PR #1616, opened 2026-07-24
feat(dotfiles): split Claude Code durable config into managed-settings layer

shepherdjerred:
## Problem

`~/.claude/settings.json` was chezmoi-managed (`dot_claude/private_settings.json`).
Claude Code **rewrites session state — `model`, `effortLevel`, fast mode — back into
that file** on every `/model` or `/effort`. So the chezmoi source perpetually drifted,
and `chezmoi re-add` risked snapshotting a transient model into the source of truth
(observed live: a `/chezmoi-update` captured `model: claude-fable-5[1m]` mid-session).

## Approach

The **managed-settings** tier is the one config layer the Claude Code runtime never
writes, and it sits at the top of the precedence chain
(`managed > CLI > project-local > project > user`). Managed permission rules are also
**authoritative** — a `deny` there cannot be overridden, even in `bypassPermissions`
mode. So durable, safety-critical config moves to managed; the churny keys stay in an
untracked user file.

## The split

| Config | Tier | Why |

----

**Activity:**
From the material above, set down exactly the lines starting at the one with "The **managed-settings** tier" and ending at the one with "there cannot be", end lines included.

**Worked solution:**
The **managed-settings** tier is the one config layer the Claude Code runtime never
writes, and it sits at the top of the precedence chain
(`managed > CLI > project-local > project > user`). Managed permission rules are also
**authoritative** — a `deny` there cannot be overridden, even in `bypassPermissions`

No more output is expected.